» **What you are asked to do**:
Find how many lines below mention "PaywallData". Nothing but the number is needed.

» **Input data**:

..........

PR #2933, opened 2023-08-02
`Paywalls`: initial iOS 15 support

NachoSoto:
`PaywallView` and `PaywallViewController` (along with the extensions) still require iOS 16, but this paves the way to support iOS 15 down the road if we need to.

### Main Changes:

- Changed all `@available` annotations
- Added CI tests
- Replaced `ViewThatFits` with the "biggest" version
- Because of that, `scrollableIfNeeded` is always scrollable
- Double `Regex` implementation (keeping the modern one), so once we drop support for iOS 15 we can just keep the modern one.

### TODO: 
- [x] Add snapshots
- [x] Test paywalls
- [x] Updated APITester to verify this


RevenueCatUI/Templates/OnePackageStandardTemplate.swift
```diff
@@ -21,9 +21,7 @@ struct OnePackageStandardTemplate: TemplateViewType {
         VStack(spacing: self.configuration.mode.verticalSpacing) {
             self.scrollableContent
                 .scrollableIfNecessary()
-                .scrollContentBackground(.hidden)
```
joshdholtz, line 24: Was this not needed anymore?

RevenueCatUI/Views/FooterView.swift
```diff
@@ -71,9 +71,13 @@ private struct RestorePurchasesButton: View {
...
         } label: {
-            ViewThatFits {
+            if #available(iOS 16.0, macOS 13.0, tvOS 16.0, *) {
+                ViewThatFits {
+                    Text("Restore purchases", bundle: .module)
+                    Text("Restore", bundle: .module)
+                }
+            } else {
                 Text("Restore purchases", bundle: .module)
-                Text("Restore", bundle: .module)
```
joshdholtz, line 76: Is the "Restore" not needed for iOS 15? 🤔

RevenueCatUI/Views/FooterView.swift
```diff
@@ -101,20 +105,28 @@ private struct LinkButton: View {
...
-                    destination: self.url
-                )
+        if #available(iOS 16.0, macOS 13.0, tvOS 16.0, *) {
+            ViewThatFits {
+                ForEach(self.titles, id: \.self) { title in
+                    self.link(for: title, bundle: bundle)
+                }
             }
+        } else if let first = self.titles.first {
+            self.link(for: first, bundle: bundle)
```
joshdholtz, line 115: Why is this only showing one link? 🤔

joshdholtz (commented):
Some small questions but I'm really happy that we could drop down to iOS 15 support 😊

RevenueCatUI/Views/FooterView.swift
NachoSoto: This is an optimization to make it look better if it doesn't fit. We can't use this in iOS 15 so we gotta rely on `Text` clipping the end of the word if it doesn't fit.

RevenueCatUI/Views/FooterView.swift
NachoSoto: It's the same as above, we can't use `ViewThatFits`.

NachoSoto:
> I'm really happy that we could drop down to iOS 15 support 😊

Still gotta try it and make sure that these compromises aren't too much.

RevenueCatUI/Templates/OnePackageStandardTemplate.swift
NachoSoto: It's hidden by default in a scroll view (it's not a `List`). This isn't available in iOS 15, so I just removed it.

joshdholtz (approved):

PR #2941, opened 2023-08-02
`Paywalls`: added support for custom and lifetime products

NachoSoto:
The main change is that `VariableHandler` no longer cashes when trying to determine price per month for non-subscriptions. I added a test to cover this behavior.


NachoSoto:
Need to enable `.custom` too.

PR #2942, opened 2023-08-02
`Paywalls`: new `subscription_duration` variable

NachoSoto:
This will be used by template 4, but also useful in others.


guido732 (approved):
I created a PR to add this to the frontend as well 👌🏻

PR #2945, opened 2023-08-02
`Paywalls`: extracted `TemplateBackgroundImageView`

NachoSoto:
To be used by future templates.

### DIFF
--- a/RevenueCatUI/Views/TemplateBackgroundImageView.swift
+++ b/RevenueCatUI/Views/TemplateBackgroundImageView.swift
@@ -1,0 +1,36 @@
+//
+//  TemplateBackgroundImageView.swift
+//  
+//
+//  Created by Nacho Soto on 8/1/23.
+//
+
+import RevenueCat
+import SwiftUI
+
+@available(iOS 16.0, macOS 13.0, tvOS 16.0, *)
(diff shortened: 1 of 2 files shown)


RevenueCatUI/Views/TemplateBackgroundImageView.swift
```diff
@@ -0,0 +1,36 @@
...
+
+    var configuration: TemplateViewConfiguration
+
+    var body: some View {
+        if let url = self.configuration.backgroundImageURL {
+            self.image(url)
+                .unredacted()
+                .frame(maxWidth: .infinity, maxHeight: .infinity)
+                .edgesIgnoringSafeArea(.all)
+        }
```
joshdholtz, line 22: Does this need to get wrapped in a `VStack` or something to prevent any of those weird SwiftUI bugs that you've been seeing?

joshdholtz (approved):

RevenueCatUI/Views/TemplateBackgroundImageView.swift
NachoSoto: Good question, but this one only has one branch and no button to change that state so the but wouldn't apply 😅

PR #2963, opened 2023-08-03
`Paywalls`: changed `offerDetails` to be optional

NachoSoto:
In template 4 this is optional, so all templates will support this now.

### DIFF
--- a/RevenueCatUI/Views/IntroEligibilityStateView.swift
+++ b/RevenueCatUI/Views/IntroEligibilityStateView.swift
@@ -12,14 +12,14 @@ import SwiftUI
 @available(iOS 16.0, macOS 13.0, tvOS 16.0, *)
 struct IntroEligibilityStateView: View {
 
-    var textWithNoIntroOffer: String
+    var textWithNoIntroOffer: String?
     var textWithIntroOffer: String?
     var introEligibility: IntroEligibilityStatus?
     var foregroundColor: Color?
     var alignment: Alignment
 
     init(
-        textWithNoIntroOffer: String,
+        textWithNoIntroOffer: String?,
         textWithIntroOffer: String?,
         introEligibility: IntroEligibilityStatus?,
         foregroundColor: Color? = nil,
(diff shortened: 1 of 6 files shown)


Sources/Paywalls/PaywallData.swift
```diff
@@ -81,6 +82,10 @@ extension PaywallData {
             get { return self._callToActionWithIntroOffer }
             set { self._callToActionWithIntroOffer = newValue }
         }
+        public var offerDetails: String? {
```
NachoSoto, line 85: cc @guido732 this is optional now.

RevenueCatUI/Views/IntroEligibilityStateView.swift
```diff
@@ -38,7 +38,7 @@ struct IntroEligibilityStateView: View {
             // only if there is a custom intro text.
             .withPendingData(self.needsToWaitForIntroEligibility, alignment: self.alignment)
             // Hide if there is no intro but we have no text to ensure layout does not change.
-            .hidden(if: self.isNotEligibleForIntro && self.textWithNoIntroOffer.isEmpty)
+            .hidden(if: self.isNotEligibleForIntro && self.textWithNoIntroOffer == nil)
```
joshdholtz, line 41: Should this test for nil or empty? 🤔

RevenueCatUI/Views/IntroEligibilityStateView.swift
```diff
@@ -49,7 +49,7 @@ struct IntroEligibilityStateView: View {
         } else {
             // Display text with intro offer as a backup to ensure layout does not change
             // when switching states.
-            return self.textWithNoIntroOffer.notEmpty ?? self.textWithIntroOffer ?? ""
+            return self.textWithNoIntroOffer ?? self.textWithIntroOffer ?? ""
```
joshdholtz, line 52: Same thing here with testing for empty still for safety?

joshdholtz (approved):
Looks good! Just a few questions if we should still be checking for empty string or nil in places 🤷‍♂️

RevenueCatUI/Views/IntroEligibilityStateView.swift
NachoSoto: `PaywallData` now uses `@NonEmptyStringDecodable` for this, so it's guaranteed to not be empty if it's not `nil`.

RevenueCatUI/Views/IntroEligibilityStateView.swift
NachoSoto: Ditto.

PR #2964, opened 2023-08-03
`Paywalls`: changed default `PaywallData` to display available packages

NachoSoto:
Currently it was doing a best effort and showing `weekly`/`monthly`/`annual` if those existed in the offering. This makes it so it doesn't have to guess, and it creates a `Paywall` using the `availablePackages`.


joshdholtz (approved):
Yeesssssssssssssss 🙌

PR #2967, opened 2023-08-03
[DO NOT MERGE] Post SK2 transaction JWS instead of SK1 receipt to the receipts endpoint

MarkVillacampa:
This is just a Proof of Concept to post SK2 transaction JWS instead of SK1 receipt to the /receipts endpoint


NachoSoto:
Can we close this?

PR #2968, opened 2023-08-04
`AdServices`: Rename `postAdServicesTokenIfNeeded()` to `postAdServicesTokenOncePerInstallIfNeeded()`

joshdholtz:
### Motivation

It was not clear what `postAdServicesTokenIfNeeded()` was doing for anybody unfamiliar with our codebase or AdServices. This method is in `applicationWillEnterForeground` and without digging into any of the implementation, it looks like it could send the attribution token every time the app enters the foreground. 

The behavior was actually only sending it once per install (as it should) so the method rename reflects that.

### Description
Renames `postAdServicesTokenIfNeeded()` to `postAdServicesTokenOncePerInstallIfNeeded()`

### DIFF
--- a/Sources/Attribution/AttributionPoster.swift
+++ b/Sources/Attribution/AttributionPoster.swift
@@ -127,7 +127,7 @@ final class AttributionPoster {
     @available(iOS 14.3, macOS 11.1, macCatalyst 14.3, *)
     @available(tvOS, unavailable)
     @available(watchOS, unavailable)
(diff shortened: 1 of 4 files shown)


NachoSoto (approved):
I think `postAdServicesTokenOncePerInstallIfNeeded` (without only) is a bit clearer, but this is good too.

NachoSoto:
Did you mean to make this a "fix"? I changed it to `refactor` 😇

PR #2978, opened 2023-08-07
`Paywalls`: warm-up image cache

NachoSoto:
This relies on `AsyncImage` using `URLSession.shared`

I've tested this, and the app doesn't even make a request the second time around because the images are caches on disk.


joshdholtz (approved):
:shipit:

..........

» **Written solution**:
4